Hey, at least you posted something letting us know you deleted it, so I don't think I'm going crazy again!


----------



## Justin Walker (Dec 6, 2006)

jfisk3475 said:


> I have the Deluxe from Andy and just finished test print 23. So far it works fine. A few minor glitches but fixable. A little banding a few drips. Still tweeking it out.
> 
> jfisk


Glad it's working out so far.... Let us know as you venture into white ink! Ya know, it's funny..... I was always under the impression that if a company was selling a SCAM product, then it wouldn't work for ANYBODY? You seem to be doing alright so far! . I still think you should start a unique thread to document your experience as you go.


----------



## jfisk3475 (Jan 28, 2011)

Ran white ink on light shirt as a test run. Did not want to waste pretreat on first test. It laid nice. Color runs a little but still have to tweek the height levels. Scared to hit the printhead. I would start a new thread but somebody come in complaining about how there's not working right. once I get it dialed in perfect then I may start one.

jfisk


----------



## dazzabling (Sep 21, 2011)

Justin makes a valid point on there needing to be a Easy T separate forum. I am not trying to fish for a isolated place to bash the company. I am hoping there is more positive rather than negative experiences with this printer. Nothing is perfect but if there is people who are successful then give them the outlet to help this company's image in the DTG market. As we know, the DTG market can be brutal and forever will follow a company's reputation negative and/or positive.

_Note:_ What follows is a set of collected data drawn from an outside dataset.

PR #1075, opened 2020-06-17
Events View: "Main Participants" column does not

SNoiraud:
show the full list of participants when expanded.

Fixes #11805


Nick-Hall:
If we want to change this column to display all participants rather than just the main participants then we should really change the column heading as well.

PR #1077, opened 2020-06-27
Remove xdg-utils dependency

a-andre:
This is for opening files in external programs, not location of cache/user data.

It simplifies the code and gets rid a a dependency.  We would have to test it on Linux, Mac and Windows.

### DIFF
--- a/README.md
+++ b/README.md
@@ -26,7 +26,6 @@ The following three packages with GObject Introspection bindings (the gi package
 * **pangocairo** - Allows you to use Pango with Cairo http://www.pango.org/
 
 * **librsvg2** - (SVG icon view) a library to render SVG files using cairo. http://live.gnome.org/LibRsvg
-* **xdg-utils** - Desktop integration utilities from freedesktop.org
 * **bsddb3** - Python bindings for Oracle Berkeley DB https://pypi.python.org/pypi/bsddb3/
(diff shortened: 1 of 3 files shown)


prculley:
I am curious why you believe this is necessary or beneficial?  Any bug related?

Nick-Hall:
It simplifies the code and gets rid a a dependency.  We would have to test it on Linux, Mac and Windows.

wroldwiedbwe:
Does this mean you are removing what little Gramps supports of the xdg spec?

* [8025: Please use the XDG Basedir Spec](https://gramps-project.org/bugs/view.php?id=8025)

* [I'm tired of .folders littering my home directory -- want to do something about it.](https://www.reddit.com/r/linux/comments/971m0z/im_tired_of_folders_littering_my_home_directory/)

QuLogic:
This is for opening files in external programs, not location of cache/user data.

Nick-Hall:
@sam-m888 Why was the WIP label added?

@a-andre Is this ready to merge?

a-andre:
From my side it is ready.

PQYPLZXHGF:
Should a note for xdg-utils be added to the "No longer needed" section for to keep things consistent?

> Since Gramps 5.2: **xdg-utils**

PR #1082, opened 2020-07-05
Add Catalan holidays

pacoriviere:
Holiday file in Catalonia
according to https://ajuntament.barcelona.cat/calendarifestius/ca/ and https://beteve.cat/economia/calendari-laboral-2019-barcelona-catalunya/#festius-catalunya-2019

### DIFF
--- a/data/holidays.xml
+++ b/data/holidays.xml
@@ -81,6 +81,23 @@
     <date name="Christmas" value="*/12/25" type="national" />
     <date name="Boxing Day" value="*/12/26" type="national" />
   </country>
+  <country name="Catalonia">
+    <date name="Any Nou (estatal)" value="*/1/1" type="religious" />
+     <date name="Reis (estatal)" value="*/1/6" type="religious" />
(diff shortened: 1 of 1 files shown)


wroldwiedbwe:
Thanks for adding this 👍 but your new file needs to be merged into the standard [holiday.xml.in](https://github.com/gramps-project/gramps/blob/master/data/holidays.xml.in) file as currently it is standalone and in the wrong directory so gramps will not see your holidays.

eg yours in in 
`gramps/holidays.xml.in`
instead of the standard

`gramps/data/holidays.xml.in `

also the default country name 
`<country _name="Catalunya">`
needs to be in English and later on you can translate it.

Nick-Hall:
@jcreusand Does this look OK to you?

jcreusand:
Sorry for the delay. It's fine with me, but two of the holidays are local, just for Barcelona. If this applies to the whole of Catalonia, we should perhaps remove the two lines _Mare de Déu de la Mercè(a Barcelona)_ and _Dilluns de Pasqua Granada (a Barcelona)_

PR #1085, opened 2020-07-09
Fix XML export when 'Group-as" name contains XML invalid chars

prculley:
Fixes #11834


lordemannd:
confirmed it works, both BSD and SQLite DBs.

PR #1088, opened 2020-07-15
Fix and add objects to Polish translation of Gramps

izikeros:
Here is PR with enhanced Polish translation of Gramps.


Nick-Hall:
Thanks for the updated translation.

PR #1093, opened 2020-07-27
Check & Repair: search and fix bad "links" in StyledTextTags

prculley:
Issue #11855

User discovered an issue with his data when running the Deep Connections Gramplet.  This Gramplet scans into Notes and even uses any StyledTextTag.LINK found to make possible connections.  Unfortunately some Notes contained LINKs pointing to deleted (merged out) persons.  These caused a HandleError exception in the Gramplet.  There was no easy way to fix this.  User ended up manually editing his notes, once he was able to figure out what was happening from exception log.

This PR extends Check & Repair to scan for and remove any such bad links.


lordemannd:
tested with Gramps 5.1.2 on Windows with SQLite.
confirmed by noting the Deep Connections mushroom/litebulb after the merge, then doing a backup,
using the cleanup tool, then doing a Database differences report. Examined the merged Note and see that the link name text is still present, but the linkage to the deleted/merged person has been removed.

PR #1095, opened 2020-07-31
[New Si translation] Add language

PushKK:
Add SI language.
Test from new branch (for rule 'one commit - one PR').


prculley:
As I mentioned before, you have commits unrelated to the new language present.  You need to get those out of here.

There are other thing to do to install a new language; do a search on some likely strings for another language like 'pt_BR' and see what turns up.  You will have to make equivalent changes for that.

And lastly; I don't think we can accept another language unless it contains translations for most of Gramps core; a mostly empty po file isn't really much use.

Nick-Hall:
When I updated the Japanese translation, I added to a list of translations that are over 70% complete.

I suppose a translation could be useful even if it just translated a few reports.  If this is just the start of a translation then we could also consider including it.  All new translators are very welcome.

PushKK:
Yes, minimum 50% must be translated in new language for initial work.
This commit I try do after reading issue https://gramps-project.org/bugs/view.php?id=10889
May be this file can help to translate Gramps.

Nick-Hall:
This translation is only 0.35% complete.

@PushKK Do you intend to translate any more?

PushKK:
Not used language.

Good Luck Easy-T sounds like you have a tough road ahead of you..keep your head up


----------



## abmcdan (Sep 14, 2007)

jfisk3475 said:


> Ran white ink on light shirt as a test run. Did not want to waste pretreat on first test. It laid nice. Color runs a little but still have to tweek the height levels. Scared to hit the printhead. I would start a new thread but somebody come in complaining about how there's not working right. once I get it dialed in perfect then I may start one.
> 
> jfisk


Keep in mind whether it is a white or black shirt if you used white ink you must use pretreatment. Otherwise it just doesn't work correctly and the cmyk laid on top of it will look wrong.


----------



## abmcdan (Sep 14, 2007)

dazzabling said:


> Good Luck Easy-T sounds like you have a tough road ahead of you..keep your head up


 Thanks.

All I can do at this point is take a good look at everything with an open mind and move forward working hard and making improvements.


----------



## dazzabling (Sep 21, 2011)

abmcdan said:


> Thanks.
> 
> All I can do at this point is take a good look at everything with an open mind and move forward working hard and making improvements.


bit of advice: make sure you are answering all the BBB claims as someone who has been in this business a while will encourage
newbies to check there first and the forum second. 

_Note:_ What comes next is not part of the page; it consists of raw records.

PR #1094, opened 2020-07-28
INSTALL file: update python version, small fix, etc.

PushKK:
1. Update version: python3.4 > python3.8,
2. Trim text rows,
3. 'gramps' > 'Gramps' (as program's name only),
4. 'e.g.' > 'e.g.,',
5. Sorted directories, delete doubled '.../mime-info'
6. Small fixes.
7. New language 'Sinhalese'

PR #1096, opened 2020-08-03
Bug10853m

prculley:
Several users with very large trees note that auto-backups can make Gramps unresponsive, particularly noticeable when resuming a system from sleep.  Because a sleeping system has usually gone beyond the backup time limit, an auto-backup is triggered as soon as the system wakes.  This is also when the system is also busy doing other maintenance tasks.

This PR checks for the a longer time than expected since last backup when the  auto-backup timer fires.  If a significantly longer time has elapsed (indicating probable sleep), we add a further delay before starting the auto-backup.

A second commit makes a change to the code that detects if anything has been done, requiring an auto-backup.  Originally the auto-backup would go if any commit had occurred since Gramps opened the db.  With this change, we monitor the number of commits since Gramps opened the db; if no new commits have occurred since the last auto-backup, we skip it.  This will stop backups when the db is just open for reference without changes.

There have been requests for longer intervals; this PR includes a 12 and 24 hour interval.  Which was taken from another https://github.com/gramps-project/gramps/pull/1094 and included to make sure this would work with that other PR if it was accepted.

### DIFF
--- a/gramps/gen/db/generic.py
+++ b/gramps/gen/db/generic.py
@@ -537,7 +537,7 @@ class DbGeneric(DbWriteBase, DbReadBase, UpdateCallback, Callback):
         self.transaction = None
         self.abort_possible = False
         self._bm_changes = 0
-        self.has_changed = False
+        self.has_changed = 0  # Also gives commits since startup
         self.surname_list = []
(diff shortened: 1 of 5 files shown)


Nick-Hall:
All good points.

PR #1097, opened 2020-08-06
Increase info in summary text report

Jmuccigr:
Added other types to report. This more closely matches the info in, for example, a post-import report.


emyoulation:
Does this address
https://gramps-project.org/bugs/view.php?id=11881
"Feature Request 11881: [Database Summary Report] Include counts of all item types"

Nick-Hall:
Yes.  I didn't realise that there was an associated bug report.

PR #2266, opened 2026-04-26
Ensure family order is unaffected by family edits

iand:
The original report stated that making edits to a family such as adding a child would abitrarily re-order family order in the relationship view. This is problematic because family order is significant in many reports.

In the transaction to save the family edits the comparison between the original and new family lists was using identity comparison which resulted in all the families being removed and then re-added, losing any ordering.

This change fixes the problem by using handles to compare the two lists. In the case of the reported issue this results in no remove/add cycle being made since the family handles are unchanged.

Fixes [#13819](https://gramps-project.org/bugs/view.php?id=13819).

### DIFF
--- a/gramps/gui/editors/editfamily.py
+++ b/gramps/gui/editors/editfamily.py
@@ -1315,18 +1315,18 @@ class EditFamily(EditPrimary):
                     original.get_mother_handle(), self.obj.get_mother_handle(), trans
                 )
 
-                orig_set = set(original.get_child_ref_list())
-                new_set = set(self.obj.get_child_ref_list())
+                orig_handles = set(ref.ref for ref in original.get_child_ref_list())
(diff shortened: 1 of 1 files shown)


dsblank (approved):
Looks good to me! Thanks, and welcome to Gramps dev!

stevenyoungs (approved):
Looks good. A nice change that will prevent accidental and subtle changes that users may not immediately spot.

Nit-picking, there's a typo in the commit message
abitrarily -> arbitrarily

stevenyoungs:
FWIW claude proposed the following unittest
`gramps/gui/editors/test/editfamily_test.py`
[editfamily_test.py](https://github.com/user-attachments/files/27106295/editfamily_test.py)

I've not tested it.

iand:
Updated the typo in the commit message :)

Nick-Hall:
Rebased.

PR #2267, opened 2026-04-26
Add 'New' button to Place, Source, and Citation selector dialogs

dsblank:
## Motivation

The "Select Place", "Select Source", and "Select Source or Citation" dialogs are
unfriendly when the object a user needs does not yet exist.  The current
workflow forces them to:

1. Open the selector and search — find nothing.
2. Cancel the selector.
3. Navigate elsewhere to create the object.
4. Return and re-open the selector.

This is particularly disruptive because users often do not know in advance
whether an object exists; they open the selector to find out.  The fix is
to let users create the missing object without ever leaving the selector.

## Design (Phase 1 of planned improvement)

`BaseSelector` gains an optional **New** button (hidden by default, shown
only by subclasses that opt in).  Clicking it opens the appropriate editor
as a child window.  When the editor is saved, a callback rebuilds the
selector tree and pre-selects the newly created object, so the user can
confirm with **OK** in one uninterrupted flow.  If the editor is cancelled,
the selector simply stays open.

Here's where the New button will appear:                                                                                              
   
**Select Place dialog opens from:**                                                                                                       
  1. Event editor — the place field (via PlaceEntry in objectentries.py). When you click the select-place button next to the place field on an event.                                                                                                                         
  2. Place editor → Enclosed By tab — selecting a parent place in the place hierarchy (placerefembedlist.py).
  3. PlaceEntry widget (placeentry.py) — any inline place entry field across the app (address tabs, etc.).                              
  4. Report/filter options (_guioptions.py) — place picker in report dialogs.                                                           
                                                                                                                                        
**Select Source or Citation dialog opens from:**                                                                                          
  1. Any editor with a Citations tab — the "Share" (link) button in the citations embed list (citationembedlist.py). This appears on Person, Family, Event, Place, Media, and Repository editors.                                                                          
                                                            
**Select Source dialog opens from:**                                                                                                      
  1. Source entry fields (objectentries.py) — less common, used in specific contexts where only a source (not a citation) is being linked.                                                                                                                               
         
In all cases the New button appears at the bottom-left of the dialog alongside the existing Help button, leaving Cancel and OK on the right unchanged.           

Screenshot from 2026-04-26 07-23-28

image

For the citation selector, a small prompt first asks whether the user wants
a new **Source** or a new **Citation** (since citations are always children
of a source).

A later phase will add comma-separated place string parsing (e.g.
"Paris, France") directly in the Place selector and in inline place
entry fields.

## Summary of changes

- Adds a hidden `newbutton` to `baseselector.glade` and wires it up in `BaseSelector` via `enable_new_button()` and `cb_new_button_clicked()`.
- `SelectPlace` and `SelectSource` enable the button and open `EditPlace` / `EditSource` on click; on save the tree is rebuilt and the new object is pre-selected.
- `SelectCitation` prompts the user to choose between a new Source or new Citation before opening the appropriate editor.
- All new methods follow AGENTS.md conventions: `cb_` callback prefix, type hints, Sphinx docstrings, import section headers.
- Tests added in `gramps/gui/selectors/test/baseselector_test.py`; they skip gracefully when the GTK3 widget stack is unavailable (GTK4 environment).

## Test plan

- [ ] Open an event editor and click the place selector — confirm a **New** button appears at the bottom left.
- [ ] Click **New**, fill in a place name, save — confirm the selector tree refreshes and the new place is highlighted.
- [ ] Click **OK** — confirm the new place is applied to the event.
- [ ] Repeat for the Source and Citation selectors.
- [ ] In the Citation selector, click **New** and choose **Cancel** in the prompt — confirm the selector stays open unchanged.
- [ ] Open a second selector while an editor is already open — confirm `WindowActiveError` is swallowed silently.
- [ ] Run `GRAMPS_RESOURCES=. python3 -m unittest gramps.gui.selectors.test.baseselector_test -v` — all 19 tests should show as skipped (not failed) on GTK4.

### DIFF
--- a/gramps/gui/glade/baseselector.glade
+++ b/gramps/gui/glade/baseselector.glade
@@ -66,6 +66,23 @@
                 <property name="secondary">True</property>
               </packing>
             </child>
+            <child>
+              <object class="GtkButton" id="newbutton">
+                <property name="label" translatable="yes">_New</property>
+                <property name="visible">False</property>
+                <property name="no-show-all">True</property>
+                <property name="can-focus">True</property>
+                <property name="can-default">True</property>
+                <property name="receives-default">True</property>
+                <property name="use-underline">True</property>
+              </object>
+              <packing>
+                <property name="expand">False</property>
+                <property name="fill">False</property>
+                <property name="position">3</property>
+                <property name="secondary">True</property>
+              </packing>
+            </child>
           </object>
           <packing>
             <property name="expand">False</property>
--- a/gramps/gui/selectors/baseselector.py
+++ b/gramps/gui/selectors/baseselector.py
@@ -125,6 +125,8 @@ class BaseSelector(ManagedWindow):
         self.define_help_button(
             self.glade.get_object("help"), self.WIKI_HELP_PAGE, self.WIKI_HELP_SEC
         )
+        self.new_button = self.glade.get_object("newbutton")
+        self.new_button.connect("clicked", self.cb_new_button_clicked)
 
         # connect to signal for custom interactive-search
         self.searchbox = InteractiveSearchBox(self.tree)
@@ -261,6 +263,24 @@ class BaseSelector(ManagedWindow):
 
     def _on_row_activated(self, treeview, path, view_col):
         self.window.response(Gtk.ResponseType.OK)
+
+    def enable_new_button(self) -> None:
+        """
+        Show the 'New' button. Call from ``_local_init()`` in subclasses
+        that want to offer in-place object creation.
+        """
+        self.new_button.show()
+
+    def cb_new_button_clicked(self, obj: Gtk.Button) -> None:
+        """
+        Handle a click on the 'New' button.
+
+        The default implementation is a no-op.  Subclasses should override
+        this to open the appropriate editor for creating a new object.
+
+        :param obj: The 'New' button that was clicked.
+        :type obj: Gtk.Button
+        """
 
     def _local_init(self):
         # define selector-specific init routine
--- a/gramps/gui/selectors/baseselector.py
+++ b/gramps/gui/selectors/baseselector.py
@@ -45,6 +45,7 @@ from ..glade import Glade
 from ..widgets.interactivesearchbox import InteractiveSearchBox
 from ..display import display_help
 from gramps.gen.const import URL_MANUAL_PAGE
+from gramps.gen.dbstate import DbState
 from gramps.gen.filters import GenericFilter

How about having your own forum for those who are unhappy and you can isolate those claims one on one, it's a lot to do but you will be giving the attention they want and need. 

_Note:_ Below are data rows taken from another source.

PR #2271, opened 2026-04-26
Allow current release of GExiv2

jralls:
GExiv2's import is currently locked at version 0.10 from 2019. While I can't say that it's completely unavailable, it certainly isn't widely available anymore: The current release is 0.16.0 and most distributions (including UCRT64) [provide either that or 0.14.x.](https://repology.org/project/gexiv2/versions).

### DIFF
--- a/gramps/grampsapp.py
+++ b/gramps/grampsapp.py
@@ -356,8 +356,9 @@ def show_settings():
         import gi
 
         repository = gi.Repository.get_default()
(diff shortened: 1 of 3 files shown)


jralls:
[Companion addons-source PR](https://github.com/gramps-project/addons-source/pull/829) for EditExifMetadata and Prerequisites Checker.

PR #2272, opened 2026-04-27
Re-enable personal map tile provider in geography view

iand:
Restores support for a user-supplied tile URL in the embedded geography view. The custom URL is entered in Geography preferences using #Z/#X/#Y as coordinate placeholders. Example providers include MapTiler NLS historical Ordnance Survey maps (uk-osgb1888, uk-osgb63k1885, etc.).

OsmGpsMap requires a non-null map-source enum value to honour a custom repo_uri; using map_source=0 (NULL) causes it to render gray tiles and ignore the URL entirely. Fix this by passing OPENSTREETMAP_RENDERER, whose built-in URI is NULL (service defunct), so OsmGpsMap keeps the supplied repo_uri and fetches tiles from it.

Of course, you want everyone to post here negative or positive but if you really have lawsuits and bad BBB claims, paying attention more to those who are upset will help you out in the future. 

When I first started DTG, all I cared about was customer service and technical support simply because I was a newbie and relied on them more than the forums. But, when communication starting failing me I lashed out at the company. If you look back at all those that are upset besides yours. Communication is key!! When you get overwhelmed or ignore them (as they see it) they begin to get worried .. Communicate!!!


----------



## jfisk3475 (Jan 28, 2011)

abmcdan said:


> Keep in mind whether it is a white or black shirt if you used white ink you must use pretreatment. Otherwise it just doesn't work correctly and the cmyk laid on top of it will look wrong.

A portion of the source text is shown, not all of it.